Allometric scaling at higher levels of biological organisation: Evidence from natural aquatic microcosm ecosystems.
Hayward, April*,1, Kolasa, Jurek1, 1 McMaster University, Hamilton, ON, Canada
ABSTRACT- Allometric relations are pervasive in nature and have been found at a variety of levels of biological organisation. Most allometric patterns found at higher levels of biological organisation – such as populations and communities – are generally reducible to additive functions of organism-level allometric patterns of resource use: most higher-level patterns have been mathematically explained as direct consequences of the well-known relation between metabolic rate and body mass in organisms. As an additional consequence of such organism-level allometric patterns of resource use, total ecosystem energy use per unit ecosystem size is predicted to be invariant (i.e. slope = 0) with ecosystem size.
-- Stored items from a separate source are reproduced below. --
PR #102, opened 2015-11-17
Use data attrs when rendering react_components instead of script tags

ryanaip:
Client side rendering scripts do not get called when using the forward/back buttons with turbolinks, because turbolinks does not re-evaluate script tags when navigating through the history.

Instead of creating script tags throughout the page, use html elements with data attributes specifying each react component to be rendered, and iterate through all of those elements whenever the page loads.

E.g.,
```html
<div class="react-component"
     data-component-name="App"
     data-props="{&quot;name&quot;:&quot;My Test Name&quot;}"
     data-trace="false"
     data-generator-function="false"
     data-expect-turbolinks="true"
     data-dom-id="El-react-component-0"></div>
<div id="El-react-component-0"></div>
```

This has the added benefit of removing global data variables from being set on the window object and simplifying the rendering code.

(Note that it will be possible to support turbolinks navigation with the still-on-master `data-turbolinks-eval=always` feature of turbolinks.  But this solution doesn't depend on that upgrade and is a bit cleaner anyway.)

### DIFF
--- a/app/assets/javascripts/react_on_rails.js
+++ b/app/assets/javascripts/react_on_rails.js
@@ -1,66 +1,10 @@
 (function() {
   this.ReactOnRails = {};
-
-  ReactOnRails.clientRenderReactComponent = function(options) {
-    var componentName = options.componentName;
-    var domId = options.domId;
-    var propsVarName = options.propsVarName;
-    var props = options.props;
-    var trace = options.trace;
-    var generatorFunction = options.generatorFunction;
-    var expectTurboLinks = options.expectTurboLinks;
-
-    this[propsVarName] = props;
-
-    var renderIfDomNodePresent = function() {
-      try {
-        var domNode = document.getElementById(domId);
-        if (domNode) {
-          var reactElement = createReactElement(componentName, propsVarName, props,
-            domId, trace, generatorFunction);
-          provideClientReact().render(reactElement, domNode);
-        }
-      }
-      catch (e) {
-        ReactOnRails.handleError({
-          e: e,
-          componentName: componentName,
-          serverSide: false,
-        });
-      }
-    };
-
-    var turbolinksInstalled = (typeof Turbolinks !== 'undefined');
-    if (!expectTurboLinks || (!turbolinksInstalled && expectTurboLinks)) {
-      if (expectTurboLinks) {
-        console.warn('WARNING: NO TurboLinks detected in JS, but it is in your Gemfile');
-      }
-
-      document.addEventListener('DOMContentLoaded', function(event) {
-        renderIfDomNodePresent();
-      });
-    } else {
-      function onPageChange(event) {
-        var removePageChangeListener = function() {
-          document.removeEventListener('page:change', onPageChange);
-          document.removeEventListener('page:before-unload', removePageChangeListener);
-          var domNode = document.getElementById(domId);
-          provideClientReact().unmountComponentAtNode(domNode);
-        };
-
-        document.addEventListener('page:before-unload', removePageChangeListener);
-
-        renderIfDomNodePresent();
-      }
-
-      document.addEventListener('page:change', onPageChange);
-    }
-  };
+  var turbolinksInstalled = (typeof Turbolinks !== 'undefined');
 
   ReactOnRails.serverRenderReactComponent = function(options) {
     var componentName = options.componentName;
     var domId = options.domId;
-    var propsVarName = options.propsVarName;
     var props = options.props;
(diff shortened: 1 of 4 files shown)


justin808:
@ryanaip Looks great! Let's get in touch and go through this ASAP. Please send me an email to justin@shakacode.com.

Questions: 

1. if there's a lot of props, how much of a performance hit is it to put that in as JSON in a data attribute?
2. Did you test this with server rendering?

I totally agree on the need to solve the back/forward buttons with turbolinks.

@alexfedoseev @samnang @robwise @rstudner Take a look.

app/assets/javascripts/react_on_rails.js
```diff
@@ -156,10 +100,59 @@
     return consoleReplay;
   };
 
-  function createReactElement(componentName, propsVarName, props, domId, trace, generatorFunction) {
+  function forEachComponent(fn) {
+    var els = document.getElementsByClassName('react-component');
```
justin808, line 104: I'd suggest a longer name to avoid any chance of class conflicts:

`'js-react-on-rails-react-component'`

robwise, line 104: @justin808 aren't we good since we're inside of an IIFE?

justin808:
@ryanaip what do you think of the alternative change to make the script tags to use the `data-turbolinks-eval=always` tag (if turbolinks is installed):



https://github.com/rails/turbolinks

All things being equal, I'd prefer to see the more direct JS script tag, but I'm totally open to going over the pros and cons.

app/assets/javascripts/react_on_rails.js
justin808, line 104: IIFE applies to the global namespace for JavaScript not CSS.

robwise, line 104: @justin808 oh sorry I thought you were talking about the function name, now I got ya!

alexfedoseev:
@ryanaip, thanks for PR! I'm not familiar with turbolinks api, but big amount of data on DOM nodes can cause performance issues during reflows (correct me if I'm wrong). So my vote for leaving props inside JS scripts and wait until `data-turbolinks-eval` will be released.

/cc: @justin808

ryanaip:
@alexfedoseev, @justin808 — You're right about the new `data-turoblinks-eval` functionality.  I went back and forth on whether to just use that, but it seemed cleaner to me to separate the javascript from the list of components to be rendered (specifically, react_on_rails.js feels easier to understand with my changes).  But, per @justin808's comment, that decision is a stylistic one.  Up to you all on which you think is best, although I personally think it's cleaner not to have script tags in the document body if you can help it.

Regarding @alexfedoseev's comment about storing data, it looks like the official [react-rails](https://github.com/reactjs/react-rails#rendering--mounting) gem uses data attributes as well, see also their [javascript](https://github.com/reactjs/react-rails/blob/master/lib/assets/javascripts/react_ujs.js.erb). There is something to be said for consistency across projects to help people who may be moving between the two — We could even use the same attribute naming convention and start to build a bit of a standard.

I'd guess that data performance becomes an issue either if you put very large data into the components or have a large number of components on the page.  I don't know how much that will happen in practice.

justin808:
Merged in #113

jopdeklein:
Is it feasible to make this a configurable choice between the script and the data attributes methods? I understand the motivation for switching to the data attributes approach, but in our case where we pre-render a lot of HTML on the server this means the raw data precedes the rendered HTML. The means the initial render is postponed until all meta data is downloaded - not a good concept for performance.

justin808:
@jopdeklein I'd be happy to include a PR to offer the alternative. However, I could not seem to ensure that the non-data-attributes way worked OK with Turbolinks.

jopdeklein:
@justin808 Thanks that would be very useful, we don't use turbolinks at the moment so that's not an issue.

justin808:
@jopdeklein We need to be sure that any changes don't break TurboLinks.

justin808:
@jopdeklein Can you see if putting the store definition at the bottom of the page (new feature of v3) solves your problem. This way, the data attributes are not connected to the server rendering element.

jopdeklein:
@justin808 From what I can see in the changelogs it should work. I won't have time this week but will test it ASAP. Thanks for the help.

justin808:
@jopdeklein Sweet! That wasn't an intentional use case, but sounds good. Can you please report back? Maybe I will update the doc to recommend putting the store definition at the very bottom. 

CC: @alexfedoseev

To test this prediction we used the dark bottle method to estimate ecosystem respiration rate in natural, multi-trophic aquatic rock pool microcosms at Discovery Bay, Jamaica in January 2005. Ecosystem respiration rate was not invariant with ecosystem size but, rather, was slower in larger pools. Specifically, ecosystem respiration rate was found to scale as a function of ecosystem size (rock pool volume) to the power of -0.28 (n=30, r2 = 0.40, p<0.0001, CL± 0.10). Curiously, the slope of the relation found here is statistically indistinguishable from -0.25 (the analogous slope found for organisms). A slope of approximately -0.25 for the relation between ecosystem metabolism and ecosystem size is expected only if organism density does not scale with organism size in every individual microcosm ecosystem in the study. Evidence from a number of other studies suggests that organism density generally scales as a function of organism size to the power of -0.75 in aquatic systems. Thus, it seems that the ecosystem-level relation found here is a consequence of the organisational properties of the higher-level system and is not merely an echo of organism-level allometric phenomena. Such expansive regularity in pattern suggests the existence of fundamental rules governing the emergence, existence, and evolution of biological systems that are common to, but operate independently at, all levels of biological organisation.